While hydrocarbon solvents such as alkanes are ineffective
in extraction
of polar substances such as phenols from water, polymeric alkanes
such as poly(α-olefin)s (PAOs) when modified with phase-anchored
hydrogen bond-accepting polyisobutylene (PIB) additives can be designed
so that these hydrocarbon solvent systems efficiently extract many
phenols from water. Phenols such as bisphenol-A (BPA), 4-chlorophenol,
2,4-dichlorophenol, 2-naphthol, and alkyl- or aryl-substituted phenols
are sequestered from water with >95% efficiency. For example, using
a PIB oligomer with imidazole as a terminal group as an additive at
a concentration of 0.1 M in a PAO that is a hydrogenated trimer of
1-decene (PAO432), >99% of the BPA present in an aqueous
solution of deionized water containing 200 mg of BPA/L of water is
extracted into the PAO phase. With PIB-imidazole in PAO432 at 0.6 or 1.0 M, an array of other chlorinated, brominated, and
alkylated phenols, which were typically initially present between
200 and 500 mg/L water, were additionally extracted with >95% efficiency.

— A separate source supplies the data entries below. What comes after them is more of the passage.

PR #602, opened 2022-08-03
feat(BaseInput): add BaseInput field

kamleshchandnani:
This PR implements `BaseInput` for web and react-native

**[API Decisions Doc](https://github.com/razorpay/blade/blob/master/packages/blade/src/components/Input/_decisions/decisions.md)**

Capabilities
**PR1(earlier this PR)**
- [x] `placeholder` text
- [x] `type` of input field
- [x] basic styling
- [x] `defaultValue`
- [x] `name` for form fields
- [x] `onChange`

**PR2 - #624(which is merged in this PR now)**
- [x] capability to make the field controlled
- [x] capability to make the field isDisabled
- [x] `label` for input field
- [x] handle validations on input field
- [x] capability for `isRequired`

**PR3 - #632(which is merged in this PR now)** 
 - [x] provision for `leadingIcon`
 - [x] provision for  `prefix`
 - [x] provision for  `interactionElement`(could be button or loader)
 - [x] provision for `suffix`
 - [x] provision for  `trailingIcon`
 - [x] Group storybook controls
 
**PR4 - #649 (which is merged in this PR now)**
 - [x] `autoFocus` input  
 - [x] `textAlign` the input field content
 - [x] keyboard return key type
 - [x] autofill suggestion type
 - [x] keyboard type

**PR5 - #665  (which is merged in this PR now)**
- [x] accessibility

**PR6 - #676   (which is merged in this PR now)**
- [x] animations

Web-Default State
Screenshot 2022-08-03 at 12 16 33 PM

Web-Focussed State
Screenshot 2022-08-03 at 12 16 38 PM

Native-Default State
Screenshot 2022-08-03 at 12 17 30 PM

Native-Focussed State
Screenshot 2022-08-03 at 12 17 43 PM

PR #624, opened 2022-08-05
feat(Input): make baseinput field controlled - PR2

kamleshchandnani:
This PR adds the following capabilities to the input field
- [x] capability to make the field controlled
- [x] capability to make the field isDisabled
- [x] label for input field
- [x] handle validations on input field
- [x] capability for isRequired

[API Decisions Doc](https://github.com/razorpay/blade/blob/master/packages/blade/src/components/Input/_decisions/decisions.md)

Previous PR link for some context
PR1 - https://github.com/razorpay/blade/pull/602

Remaining capabilities
PR3 - #632


packages/blade/src/components/Box/getBoxStyles.ts
```diff
@@ -4,14 +4,17 @@ import type { BoxProps } from './Box';
 import { getIn, makeSize, makeSpace } from '~utils';
 
 // allows 'auto' as spacing value
-const getAutoSpacingValue = <T extends string | undefined>({
+const getAutoSpacingValue = <T extends string | number | undefined>({
```
anuraghazra, line 7: Let's rename this function to "getSpacingValue" then.

packages/blade/src/components/Checkbox/useCheckbox.ts
```diff
@@ -5,7 +5,7 @@ import type { GestureResponderEvent } from 'react-native';
 import { useControllableState } from '../../hooks/useControllable';
 import { getPlatformType, makeAccessible } from '../../utils';
 import type { CheckboxProps } from './Checkbox';
-import { useFormId } from '~src/hooks/useFormId';
+import { useFormId } from '~components/Form/useFormId';
```
anuraghazra, line 8: Why put hooks in Form folder?

anuraghazra: Oh I see. the useFormId hook. I guess makes sense then.

packages/blade/src/components/Input/BaseInput/BaseInput.tsx
```diff
@@ -1,73 +1,166 @@
...
-type OnChange = ({
-  event,
-  name,
-  value,
-}: {
-  event?: React.ChangeEvent<HTMLInputElement>;
-  name?: string;
-  value?: string;
-}) => void;
+export type OnChange = ({ name, value }: { name?: string; value?: string }) => void;
```
anuraghazra, line 19: event?

packages/blade/src/components/Input/BaseInput/BaseInput.tsx
```diff
@@ -1,73 +1,166 @@
...
+  handleOnChange: HandleOnChange;
+} => {
+  if (value && defaultValue) {
+    throw new Error(
+      `[Blade Input]: Either 'value' or 'defaultValue' shall be passed. This decides if the input field is controlled or uncontrolled`,
+    );
+  }
+
+  const handleOnChange: HandleOnChange = React.useCallback(
+    ({ inputName, inputValue }) => {
```
anuraghazra, line 123: Why did we called it `inputName` `inputValue` instead of just `name` `value`

packages/blade/src/components/Input/BaseInput/BaseInput.tsx
```diff
@@ -1,73 +1,166 @@
...
+      let _inputValue = '';
+
+      if (getPlatformType() === 'react-native' && typeof inputValue === 'string') {
+        _inputValue = inputValue;
+      } else if (typeof inputValue !== 'string') {
+        // it's weird but TS forced me to write this much code where I could have just done "getPlatformType() === 'react-native' ? inputValue : inputValue?.target.value" :(
+        _inputValue = inputValue?.target.value ?? '';
+      }
```
anuraghazra, line 131: Does this look a bit more cleaner? 

> also uplift the `const isReactNative = getPlatformType() === 'react-native';` check to component body, no need to check on each and every keystroke. 

```ts
      const isValueString = typeof inputValue === 'string';
      if (isReactNative && isValueString) {
        _inputValue = inputValue;
      }
      if (!isValueString) {
        // it's weird but TS forced me to write this much code where I could have just done "getPlatformType() === 'react-native' ? inputValue : inputValue?.target.value" :(
        _inputValue = inputValue?.target.value ?? '';
      }
```

packages/blade/src/components/Input/BaseInput/BaseInput.tsx
```diff
@@ -1,73 +1,166 @@
...
+  );
+
+  return { handleOnChange };
+};
+
+export const getHintType = ({
+  _validationState,
+  hasHelpText,
+}: {
+  _validationState: BaseInputProps['validationState'];
```
anuraghazra, line 148: No need of _ prefix

packages/blade/src/components/Input/BaseInput/StyledBaseInput.native.tsx
```diff
@@ -1,49 +1,39 @@
...
-    label,
-    labelPosition,
-    onChange,
-  });
+  isRequired,
+  isDisabled,
+  handleOnChange,
+  ...props
+}: StyledBaseInputProps): ReactElement => {
+  const [isFocused, setisFocused] = useState(false);
```
anuraghazra, line 27: We can utilize our useInteraction hook. 

```ts
  const { currentInteraction, onBlur, onFocus } = useInteraction();
  const isFocused = currentInteraction === 'focus';
```

packages/blade/src/components/Input/BaseInput/getBaseInputStyles.ts
```diff
@@ -1,26 +1,74 @@
...
-const getBaseInputStyles = ({ theme }: { theme: Theme }): CSSObject => ({
+export const getInputBackgroundAndBorderStyles = ({
+  theme,
+  isFocused,
+  isDisabled,
+  validationState,
+}: Pick<BaseInputProps, 'isDisabled' | 'validationState'> & {
+  isFocused?: boolean;
+  theme: Theme;
+}): CSSObject => {
```
anuraghazra, line 15: Let's not inline complex types on function body, looks very cluttered. 

Also `getInputBackgroundAndBorderStyles` & `getBaseInputStyles` has the exact same type defs, check if we can just reuse it.

```ts
type GetBaseInputStylesProps = Pick<BaseInputProps, 'isDisabled' | 'validationState'> & {
  isFocused?: boolean;
  theme: Theme;
};
```

packages/blade/src/components/Input/BaseInput/BaseInput.tsx
```diff
@@ -77,26 +170,60 @@ export const BaseInput = ({
...
+      <Box
+        display="flex"
+        flexDirection={labelPosition === 'left' ? 'row' : 'column'}
+        justifyContent={labelPosition === 'left' ? 'center' : 'normal'}
+        alignItems={labelPosition === 'left' ? 'center' : 'normal'}
+      >
+        <FormLabel
+          as="label"
+          neccessityIndicator={neccessityIndicator}
+          id={labelId}
```
anuraghazra, line 197: Oh actually ID isn't needed when using it `as=label` can you remove it and make the ID prop on FormLabel optional.

packages/blade/src/components/Input/BaseInput/BaseInput.tsx
```diff
@@ -77,26 +170,60 @@ export const BaseInput = ({
...
+      </Box>
+      <Box marginLeft={labelPosition === 'left' ? 120 : 'auto'}>
+        <FormHint
+          type={getHintType({ _validationState: validationState, hasHelpText: Boolean(helpText) })}
+          helpText={helpText}
+          errorText={errorText}
+          successText={successText}
+          helpTextId={helpTextId}
+          errorTextId={errorTextId}
+          successTextId={successTextId}
```
anuraghazra, line 224: > TODO: write up a11y ids to inputs

packages/blade/src/components/Input/BaseInput/BaseInput.tsx
```diff
@@ -1,73 +1,166 @@
...
+   * Renders when `validationState` is set to 'success'
    */
-  name?: string;
+  successText?: string;
   /**
-   * The callback function to be invoked when the value of the input field changes
+   * If `error`, the input is marked as invalid,
+   * and `invalid` attribute will be added
+   *
+   * If `success`, the input is marked as invalid,
```
anuraghazra, line 59: If success marked as invalid?

packages/blade/src/components/Form/FormLabel.tsx
```diff
@@ -112,7 +118,7 @@ const FormLabel = ({
   const width = position === 'left' && isDesktop ? '120px' : 'auto';
 
   return (
-    <Component htmlFor={htmlFor} style={{ width }} id={id}>
+    <Component htmlFor={htmlFor} style={{ width, flexShrink: 0 }} id={id}>
       <Box marginBottom="spacing.1">{textNode}</Box>
```
anuraghazra, line 122: Oops actually I forgot to do this: 

The margin bottom should only apply when position is top: 

```ts
position === 'left' ? 'spacing.0' : 'spacing.1'
```

packages/blade/src/components/Input/BaseInput/BaseInput.tsx
kamleshchandnani: yeah some spaghetti code, fixed

packages/blade/src/components/Input/BaseInput/StyledBaseInput.native.tsx
kamleshchandnani: let me check that

packages/blade/src/components/Input/BaseInput/BaseInput.tsx
kamleshchandnani: it'll be needed right? because we are not wrapping the text input inside label so we need to associate the label with the input id

packages/blade/src/components/Input/BaseInput/BaseInput.tsx
kamleshchandnani: A11y is next milestone - PR4 maybe

packages/blade/src/components/Input/BaseInput/BaseInput.tsx
kamleshchandnani: typo

packages/blade/src/components/Form/FormLabel.tsx
kamleshchandnani: ideally shouldn't matter but fine i'll fix it

packages/blade/src/components/Input/BaseInput/BaseInput.tsx
kamleshchandnani: don't mind doing that but honestly i don't see any value of doing that. it's just moving things around 1 level up where we don't even get any other advantage. if `getPlatformType` and `typeof` operation would have been very heavy i would have done that but they are very very very light weight operations so wouldn't make any diff by moving up at the cost of readability.

packages/blade/src/components/Input/BaseInput/BaseInput.tsx
kamleshchandnani: scope clash 😢 
trying to fix it now since a lot of changes have gone through let me check

packages/blade/src/components/Input/BaseInput/BaseInput.tsx
kamleshchandnani: don't need event in case of input field. just sending out name and value to the consumer. also event is diff on react native and essentially there's no use as of now

kamleshchandnani:
@anuraghazra addressed all your comments, can you re-review and then change the label to L2 once you're done? @divyanshu013 tagged you for L2 review which you can start in parallel

packages/blade/src/components/Input/BaseInput/BaseInput.tsx
anuraghazra: label doesn't need ID. it only needs htmlFor. 

input needs ID.

packages/blade/src/components/Box/getBoxStyles.ts
```diff
@@ -4,14 +4,17 @@ import type { BoxProps } from './Box';
 import { getIn, makeSize, makeSpace } from '~utils';
 
 // allows 'auto' as spacing value
-const getAutoSpacingValue = <T extends string | undefined>({
+const getSpacingValue = <T extends string | number | undefined>({
```
divyanshu013, line 7: Why are we allowing numbers? Won't that break the purpose of tokens 🤔 
If there's a legit usecase we should add a comment to explain the intent

packages/blade/src/components/Form/FormLabel.tsx
```diff
@@ -108,12 +114,13 @@ const FormLabel = ({
   }
 
   const Component = as;
+  const isLabelLeftPositioned = position === 'left';
   // only set 120px label when device is desktop
-  const width = position === 'left' && isDesktop ? '120px' : 'auto';
+  const width = isLabelLeftPositioned && isDesktop ? '120px' : 'auto';
```
divyanshu013, line 119: Optional: I think we should move this width to somewhere on the top as a `SOME_CONSTANT` for ease of readability.

packages/blade/src/components/Input/BaseInput/BaseInput.tsx
```diff
@@ -1,73 +1,167 @@
...
+    throw new Error(
+      `[Blade Input]: Either 'value' or 'defaultValue' shall be passed. This decides if the input field is controlled or uncontrolled`,
+    );
+  }
+
+  const handleOnChange: HandleOnChange = React.useCallback(
+    ({ name, value }) => {
+      let _value = '';
+
+      if (getPlatformType() === 'react-native' && typeof value === 'string') {
```
divyanshu013, line 127: Can we move platform specific logic to .web / .native files?

divyanshu013 (commented):

packages/blade/src/components/Box/getBoxStyles.ts
chaitanyadeorukhkar: +1. Now that we don't need all the "absolute" hacks. Can we get avoid allowing free-form margins?

packages/blade/src/components/Form/FormLabel.tsx
chaitanyadeorukhkar: We should have a `formTokens.js` where we can store this. Doing the same for other components where with fixed dimensions

packages/blade/src/components/Input/BaseInput/BaseInput.tsx
kamleshchandnani: okay i confused these 2 props.

packages/blade/src/components/Input/BaseInput/StyledBaseInput.native.tsx
kamleshchandnani: what is the benefit of this useInteraction?

packages/blade/src/components/Input/BaseInput/BaseInput.tsx
kamleshchandnani: so at every step you kind of ask this question that shall we move this to a new file or same file with a basic check. In this case it's just 2-3 things which are diff rest the entire thing is same so putting a check is less noisy and less duplication

packages/blade/src/components/Box/getBoxStyles.ts
kamleshchandnani: will fix this in Pr-3 since the everything resides there for this so will check

packages/blade/src/components/Form/FormLabel.tsx
kamleshchandnani: it's just one tiny thing don't think that creating a whole file for just this will add any value.

chaitanyadeorukhkar:
Cant render this PR on react native @kamleshchandnani 
Screenshot 2022-08-23 at 4 53 17 PM

divyanshu013 (approved):
Looks good to me.

kamleshchandnani:
han could be merge conflicts after icon thing 😢 

fixing it now

> Cant render this PR on react native @kamleshchandnani Screenshot 2022-08-23 at 4 53 17 PM

chaitanyadeorukhkar (approved):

Using 0.3 M PIB-imidazole in PAO432, other bisphenols such
as phenolphthalein and fluorescein at concentrations of ca. 3 mg/L
in water could be reduced to concentrations of <20 or 2 μg/L,
respectively. While very polar phenols with methoxy, hydroxy, and
amino substituents are less efficiently extracted, most of these phenols
could ultimately be extracted and sequestered with >80% efficiency.
PAO432/PIB-imidazole phases that contain sequestered phenol
can be recycled by mixing the PAO phase with solid NaOH. This regenerates
the starting PAO432/PIB-imidazole mixture. Recycling of
these nonvolatile PAO solvent systems for at least five cycles is
described. Substituted imidazoles bound to PIB were also shown to
be similarly effective sequestering agents for phenols.